Exercise directions: Pull each line containing "normal" out of the listing below.

Data records:
PR #727, opened 2017-10-29
Adding option to allow repositories to be fetched from the service container

weaverryan:
Hi guys!

Sorry again for the noise :). The goal is to allow repositories to be added to the container easily (i.e. in an autowired way). There are 2 possible approaches:

~~1) In symfony/symfony#24693, we add a new trait to make creating services that are similar to repositories easily.~~

2) In this PR, we allow for the `$em->getRepository()` to return a service, instead of it being created by Doctrine.

I'm currently leaning towards the approach in this PR, as it keeps only *one* idea of a "repository" and migrating to the new system would be super easy. This idea was inspired by @beberlei in #725. ~~I have a few pending questions:~~

Answered: https://github.com/doctrine/DoctrineBundle/pull/727#issuecomment-340747136
~~A) Can an entity only be managed by exactly one EntityManager (as you seem to suggest)? This PR (which uses your code) suggests this.~~

~~B) Are there any issues with `Registry::getManagerForClass()`? It loops over all of the EM's to find the correct one. Is there a possible issue with instantiating (thanks to this loop) other EM's?~~

## Example

The feature is automatically enabled. But existing repositories will still be created the "default" way.

The users will configure their `repositoryClass` like normal. But now, `repositoryClass` is *allowed* to be a service id (which usually == the class name these days, but that's not important).

```php
/**
 * @ORM\Entity(repositoryClass="App\Repository\CoolStuffRepository")
 */
class CoolStuff
{

}
```

Your repository class will (with default config) auto-registered as a service. So, without touching any config, you create the class and it just works:

```php
class CoolStuffRepository extends ServiceEntityRepository /* this class extends EntityRepository, implements ServiceEntityRepositoryInterface */
{
    /*
     * If you want more args, you will need to call the parent __construct
    {
        parent::__construct($registry, CoolStuff::class);
    }
    */

    // your custom methods
}
```

That's it! The new `ContainerRepositoryFactory` is capable of fetching repositories from the container *or* creating them like normal. How does it know which to do?

A) If your class still extends `EntityRepository`, then it's created like normal. This is a great BC/upgrade path.
B) If your class implements a new `ServiceEntityRepositoryInterface`, this is a signal to fetch from the container.

The entire system is functionally-tested, including strict errors if you mess up (e.g. implement the new interface, but forget to register your service).

Your new services *are* required to extend `EntityRepository`, because outside systems could be type-hinting against this. If you don't like that, you could ignore this feature and create your own service classes outside of the repository system.

Cheers!


Resources/config/dbal.xml
```diff
@@ -64,6 +64,7 @@
             <argument>%doctrine.default_entity_manager%</argument>
         </service>
         <service id="Doctrine\Common\Persistence\ManagerRegistry" alias="doctrine" public="false" />
+        <service id="Symfony\Bridge\Doctrine\RegistryInterface" alias="doctrine" public="false" />
```
alcaeus: The alias looks wrong here.

DependencyInjection/DoctrineExtension.php
```diff
@@ -375,6 +378,9 @@ protected function ormLoad(array $config, ContainerBuilder $container)
                 $def->addTag('doctrine.event_subscriber');
             }
         }
+
+        $container->registerForAutoconfiguration(EntityRepository::class)
```
alcaeus: Shouldn’t the tag only be applied to the new ServiceEntityRepository?

Tests/DependencyInjection/Fixtures/Bundles/RepositoryServiceBundle/Repository/TestCustomRepoRepository.php
```diff
@@ -0,0 +1,27 @@
...
+
+namespace Fixtures\Bundles\RepositoryServiceBundle\Repository;
+
+use Doctrine\Bundle\DoctrineBundle\Repository\ServiceEntityRepository;
+use Fixtures\Bundles\RepositoryServiceBundle\Entity\TestCustomRepoEntity;
+use Symfony\Bridge\Doctrine\RegistryInterface;
+
+class TestCustomRepoRepository extends ServiceEntityRepository
+{
+    public function __construct(RegistryInterface $registry)
```
alcaeus: Having to override the constructor is going to feel weird. People are likely to forget to override it or to change the signature. One option to avoid this is to loop through the metadata array from the entity manager and look for an entity that has our class as custom repository. It would be nice if we could even move that to the service itself to avoid looking up that information on every instantiation, but i believe changing this will improve DX.

DependencyInjection/DoctrineExtension.php
nicolas-grekas: doing so wuld allow removing the config option altogether, which would be nice, isn't it?

Resources/config/dbal.xml
weaverryan: Yea...  this is a bit unrelated. The issue is that the existing alias is a bit difficult, because there is an abstract class in the Bridge by the same name. It’s one of those situations where the user needs to guess the correct use statement, and only one will work. I’d like to add this ORM-specific alias and tell people to target it (but also mention the other interface, for those who care).

Tests/DependencyInjection/Fixtures/Bundles/RepositoryServiceBundle/Repository/TestCustomRepoRepository.php
weaverryan: The need to override the constructor is indeed the weirdest part :/ (but you only need to do it if you need to add more constructor args, otherwise the default constructor is fine). So, I’m interested in your idea, but I don’t understand yet. Where would we loop over the class metadata? And how would that help? Doesn’t the user need to (somehow) do some work/chores in their service to set the protected properties that EntityRepository needs internally?

DependencyInjection/DoctrineExtension.php
weaverryan: Interesting... to remove the option entirely, it would mean that, when an entity has a custom repository, we would sometimes instantiate that class (like current behavior) and sometimes fetch it from the container. Effectively, if their repo extends the new ServiceEntityRepository, then we fetch from container (or error if not exists). Otherwise, we instantiate.

I like this because it makes migrating to the new system even easier and removes this option. But is it too magic? The choice of your base class will determine how your repo is fetched/created.

nicolas-grekas: That's what autoconfig is already, adding behavior based on the base classes :)

beberlei:
@weaverryan to answer your questions:

a.) Theoretically, an entity can be in multiple managers, but I haven't seen someone using it this way and would consider it a 1% special case where its ok that repository as service + autowiring doesn't work. Other code in the DoctrineBundle will not work (Forms, Validators) if you are using one entity with multiple managers.

b.) You are right, this might cause additional overhead with multiple EMs, and you need to probably look out for issues with automatically connecting to databases, although afaik this problem has been fixed recently? Again, this method is used in form and validation component already, so any potential problems should have surfaced there already.

In general I think this approach works for the 80-90% use case and as a workaround users can just register the service manually to provide the correct entity manager.

Repository/ContainerRepositoryFactory.php
```diff
@@ -0,0 +1,73 @@
...
+     * {@inheritDoc}
+     */
+    public function getRepository(EntityManagerInterface $entityManager, $entityName)
+    {
+        $metadata = $entityManager->getClassMetadata($entityName);
+        $repositoryServiceId = $metadata->customRepositoryClassName;
+
+        if (null !== $repositoryServiceId) {
+            if (!$this->container->has($metadata->customRepositoryClassName)) {
+                throw new \RuntimeException(sprintf('Could not find the repository service for the "%s" entity. Make sure the "%s" service exists and is tagged with "%s".', $entityName, $repositoryServiceId, ServiceRepositoryCompilerPass::REPOSITORY_SERVICE_TAG));
```
beberlei: This is a bit harsh, wouldn't it be better to default to the original use by checking `$customRepositoryClassName` does not implement the `ServiceEntityRepository` and instantiate it with the regular approach?

beberlei: The way to do this would be remove the `if (null !== $repositoryServiceId)` check to get back into the default code starting in line 64+.

weaverryan:
Thank you for the answers!

> Am I correct in assuming that this requires users to create a service for each repository themselves?
> Is this desired or would an even better result be that repository services are automagically registered?

Yes, you're correct! But the registration of the services can already be automated with the "service auto-registration" feature in 3.3. And for repositories that don't have a custom class, auto-registering a service with an `EntityRepository` class doesn't help the user much anyways, as you wouldn't be able to autowire those services as arguments to other services. So, I think it's not a problem :).

I'm working on a few changes related to your comments and others right now...

beberlei:
@weaverryan can you point me to details of the "service auto-registration" feature of 3.3? I am still living in my small symfony 2 world ;-)

weaverryan:
@beberlei LOL, of course :). 

New Symfony projects ship with this optional config: https://github.com/symfony/symfony-standard/blob/3.3/app/config/services.yml#L19-L23

This automatically registers every service in the container. The service id === the class name. Those services are *private* (important because it means that unused services are removed before dumping the compiled container... so no extra overhead if some classes in `src/` are *not* actually services). Thanks to `_defaults` (https://github.com/symfony/symfony-standard/blob/3.3/app/config/services.yml#L8-L15), these services are also autowired (+ private and "autoconfigured" - fancy word that means we will try to add tags automatically based on the interface of services).

The `Repository` directory is excluded from the auto-registration (https://github.com/symfony/symfony-standard/blob/3.3/app/config/services.yml#L23). That's actually not needed, just a minor performance boost in dev. If this PR is merged, users would uncomment that and their repositories would instantly become services (well, autowiring will fail until they change their base class to the new, autowiring friendly `ServiceEntityRepository` from this PR... and stolen from you).

So, the user won't care much if their default "EntityRepository" repositories are in the container or not... using `$em->getRepository()` is even easier than manually fetching/wiring up some service id.

But as soon as they *do* have a custom repo class, they'll want that to be auto-registered so that it is available for autowiring. That's actually pretty simple - only the `ServiceEntityRepository` is necessary for that. Most of this PR is *really* centered around making `$em->getRepository()` also smart enough to now get things from the container so that there's consistency.

weaverryan:
Update! The config option is gone. The feature is now *always* on, but you need to activate it by making your repository implement a new interface. So, all existing repositories will work exactly like before.

The new functionality is still Symfony 3.3+ only, and clear exceptions are thrown if you're on a lower version. Actually, most of the ugliness in this PR is keeping 3.2 and lower compat. If we bumped the next version of this bundle to 3.3, we could remove all of that.

There are no current blockers. This is ready again for review.

DependencyInjection/Compiler/ServiceRepositoryCompilerPass.php
```diff
@@ -0,0 +1,52 @@
...
+        }
+
+        $repoReferences = array_map(function($id) {
+            return new Reference($id);
+        }, $repoServiceIds);
+
+        $ref = ServiceLocatorTagPass::register($container, array_combine($repoServiceIds, $repoReferences));
+        $locatorDef->replaceArgument(0, $ref);
+    }
+}
```
fabpot: missing newline

DependencyInjection/Compiler/ServiceRepositoryCompilerPass.php
```diff
@@ -0,0 +1,52 @@
...
+    public function process(ContainerBuilder $container)
+    {
+        $locatorDef = $container->getDefinition('doctrine.orm.container_repository_factory');
+
+        $repoServiceIds = array_keys($container->findTaggedServiceIds(self::REPOSITORY_SERVICE_TAG));
+
+        // Symfony 3.2 and lower sanity check
+        if (!class_exists(ServiceLocatorTagPass::class)) {
+            if (!empty($repoServiceIds)) {
+                throw new RuntimeException(sprintf('The "%s" tag can only be used with Symfony 3.3 or higher. Remove the tag from the following services (%s) or upgrade to Symfony 3.3.', self::REPOSITORY_SERVICE_TAG, implode(', ', $repoServiceIds)));
```
fabpot: I would say "upgrade to Symfony 3.3 or higher".

DependencyInjection/DoctrineExtension.php
```diff
@@ -375,6 +378,25 @@ protected function ormLoad(array $config, ContainerBuilder $container)
...
+         * Compatibility for Symfony 3.2 and lower: gives the service a default argument.
+         * When DoctrineBundle requires 3.3 or higher, this can be moved to an anonymous
+         * service in orm.xml.
+         *
+         * This is replaced with a true locator by ServiceRepositoryCompilerPass.
+         * This makes that pass technically optional (good for tests).
+         */
+        if (class_exists(ServiceLocator::class)) {
+            $container->getDefinition('doctrine.orm.container_repository_factory')
+                ->replaceArgument(0, (new Definition(ServiceLocator::class))->setArgument(0, array()));
```
alcaeus: Nitpick: use short array syntax.

Tests/DependencyInjection/Fixtures/Bundles/RepositoryServiceBundle/Repository/TestCustomRepoRepository.php
alcaeus: I thought that the constructor override was necessary to get the new repositories to play nice with service auto-registration. Since there will most likely be a repository for a single entity (unlike the default `EntityRepository`), it would make sense trying to deduct the entity class name from the entity manager in `ServiceEntityRepository` if it isn't given:
- If entity class name is missing, fetch a list of all metadata from the document managers (yes, plural unfortunately).
- Loop over metadata, looking for an entity with a `customRepositoryClass` of `get_class($this)`.
- If a single entity is found, use it. If more/less than one entity is found, throw an exception.

weaverryan:
Nit-pick handled :)

fabpot:
FYI, I've bumped the version of the bundle to 1.8 before merging this PR, which will be part of 1.8.0 stable.

DependencyInjection/DoctrineExtension.php
```diff
@@ -375,6 +378,25 @@ protected function ormLoad(array $config, ContainerBuilder $container)
                 $def->addTag('doctrine.event_subscriber');
             }
         }
+
+        // if is for Symfony 3.2 and lower compat
```
fabpot: typo: `it` instead of `if`

Repository/ContainerRepositoryFactory.php
```diff
@@ -0,0 +1,102 @@
...
+        $this->container = $container;
+    }
+
+    /**
+     * {@inheritdoc}
+     */
+    public function getRepository(EntityManagerInterface $entityManager, $entityName)
+    {
+        $metadata = $entityManager->getClassMetadata($entityName);
+        $repositoryServiceId = $metadata->customRepositoryClassName;
```
Taluu: unless I read something wrong, this variable doesn't seem to be used anywhere within the body of this method

yceruto: https://github.com/doctrine/DoctrineBundle/pull/727/files/4efcb135344e55403a0fd193c23a8c7249cfd7d0#diff-f36aa436e9aae3ea54bbaca0caf377e3R65 ;)

yceruto:
@weaverryan I tried this feature with Symfony 4 and it look great! Thanks.

Just a minor DX issue:
```bash
Cannot autowire service "App\Repository\PostRepository": argument "$entityClass" of method "Doctrine\Bundle\DoctrineBundle\Repository\ServiceEntityRepository::__construct()" must have a type-  
  hint or be given a value explicitly.
```
So I had to configure each repository manually to complete the service definition. Is there a way to skip this step?

weaverryan:
Hmm. Did you change your entity’s base class to the new ServiceEntityRepository? That should fix autowiring :)

yceruto:
yep, I did.

ogizanagi:
@yceruto : Overwritting the `ServiceEntityRepository::__construct` to pass the `$entityClass` argument yourself in own `PostRepository` is a required step. I don't think we can/want to skip it, as that'll mean accessing the doctrine metadata during compile time to get the entity class associated to the repository service and also because the service constructor does belong to you, so you're free to not expose the `$entityClass` argument the same way or at all.

yceruto:
@ogizanagi I thought extending from `ServiceEntityRepository` was enough (https://gist.github.com/weaverryan/eec33e4a6d3f98efd3b56939bc08697d), that mean I need to do this also for each repository, no?
```php
{
    parent::__construct($registry, CoolStuff::class);
}
```

ostrolucky:
Yes. Not a fan myself of this constructor overriding requirement. Not sure how is this

```diff
+use App\Entity\Company;
+use Doctrine\Bundle\DoctrineBundle\Repository\ServiceEntityRepository;
+use Doctrine\Common\Persistence\ManagerRegistry;
 
-class CompanyRepository extends Repository
+class CompanyRepository extends ServiceEntityRepository
 {
+    public function __construct(ManagerRegistry $registry, $entityClass)
+    {
+        parent::__construct($registry, Company::class);
+    }
+
 ////////////////
+use App\Entity\Project\Project;
+use Doctrine\Bundle\DoctrineBundle\Repository\ServiceEntityRepository;
+use Doctrine\Common\Persistence\ManagerRegistry;
 
-class ProjectRepository extends Repository
+class ProjectRepository extends ServiceEntityRepository
 {
+    public function __construct(ManagerRegistry $registry, $entityClass)
+    {
+        parent::__construct($registry, Project::class);
+    }
+
 ////////////////
+use App\Entity\User\UserAdmin;
+use Doctrine\Bundle\DoctrineBundle\Repository\ServiceEntityRepository;
+use Doctrine\Common\Persistence\ManagerRegistry;
 
-class UserAdminRepository extends Repository
+class UserAdminRepository extends ServiceEntityRepository
 {
+    public function __construct(ManagerRegistry $registry, $entityClass)
+    {
+        parent::__construct($registry, UserAdmin::class);
+    }
+
 ////////////////
+use App\Entity\User\UserClient;
+use Doctrine\Bundle\DoctrineBundle\Repository\ServiceEntityRepository;
+use Doctrine\Common\Persistence\ManagerRegistry;
 
-class UserClientRepository extends Repository
+class UserClientRepository extends ServiceEntityRepository
 {
+    public function __construct(ManagerRegistry $registry, $entityClass)
+    {
+        parent::__construct($registry, UserClient::class);
+    }
+
 ////////////////
+use Doctrine\Bundle\DoctrineBundle\Repository\ServiceEntityRepository;
+use Doctrine\Common\Persistence\ManagerRegistry;
 
-class UserPermissionRepository extends Repository
+class UserPermissionRepository extends ServiceEntityRepository
 {
+    public function __construct(ManagerRegistry $registry, $entityClass)
+    {
+        parent::__construct($registry, UserPermission::class);
+    }
+
```


Better than this:

```yml
services:
    repository_factory:
        public: false
        abstract: true
        factory: ['@doctrine', getRepository]

    App\Repository\CompanyRepository:
        parent: repository_factory
        arguments: [App\Entity\Company]

    App\Repository\UserAdminRepository:
        parent: repository_factory
        arguments: [App\Entity\User\UserAdmin]

    App\Repository\UserClientRepository:
        parent: repository_factory
        arguments: [App\Entity\User\UserClient]

    App\Repository\UserPermissionRepository:
        parent: repository_factory
        arguments: [App\Entity\Project\UserPermission]

    App\Repository\ProjectRepository:
        parent: repository_factory
        arguments: [App\Entity\Project\Project]
```

Can I have a go with different approach, where I access metadata during compilation? I will do the benchmark as part of that.

Koc:
@ostrolucky accessing metadata during compilation is not good idea.

Koc:
@weaverryan why not create `ServiceEntityRepository` abstract with method `getEntityClass`?

alcaeus:
> accessing metadata during compilation is not good idea.

Please elaborate as to why it's a bad idea.

> why not create `ServiceEntityRepository` abstract with method `getEntityClass`

IIRC, @weaverryan didn't want users to implement additional methods - it should "just work". On top of that, entities and repositories are tied together using the mapping (namely the `repositoryClass` option in the `Entity` mapping). There shouldn't be the need for the repository class to be tied to an entity in a second place. This is also a great antipattern, as from a Doctrine perspective an entity has one repository class, but a repository class may be used for multiple entities.

Koc:
@stof explained why https://github.com/symfony/symfony/issues/18673#issuecomment-216183042 and some time ago was some attempts to deprecate this behavior https://github.com/symfony/symfony/pull/18728

yceruto:
> @weaverryan didn't want users to implement additional methods - it should "just work".

Users need override the `__constructor` method though to make it work.

> There shouldn't be the need for the repository class to be tied to an entity in a second place.

It mean we've already a antipattern now `parent::__construct($registry, CoolStuff::class);`? We can reuse this repository for another entity?

alcaeus:
@yceruto 

> It mean we've already a antipattern now `parent::__construct($registry, CoolStuff::class);`? We can reuse this repository for another entity?

Correct - I've also mentioned that this approach feels wrong in one of the pull requests involved with this feature. I still think that this shouldn't have to be handled by the user.

alcaeus:
@koc the issues you linked deal with fetching a service from an unbuilt container builder. Since this bundle is the place where the services in questions are generated, there are ways to work around this if you wanted to.

bobvandevijver:
I wonder why this is merged without any documentation, as it is actually I feature which is pretty awesome!

xabbuh:
@bobvandevijver see http://symfony.com/doc/current/doctrine.html#querying-for-objects-the-repository

Repository/ContainerRepositoryFactory.php
michaelperrin: 10 years later 😆I agree with @Taluu , the variable doesn't seem to be used, as it used only used for the message of the `RuntimeException` that is thrown a few lines below.

But the `$customRepositoryName` class contains exactly the same value, and could be used instead. Maybe @weaverryan can tell more about it :)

Written response:
The users will configure their `repositoryClass` like normal. But now, `repositoryClass` is *allowed* to be a service id (which usually == the class name these days, but that's not important).
That's it! The new `ContainerRepositoryFactory` is capable of fetching repositories from the container *or* creating them like normal. How does it know which to do?
A) If your class still extends `EntityRepository`, then it's created like normal. This is a great BC/upgrade path.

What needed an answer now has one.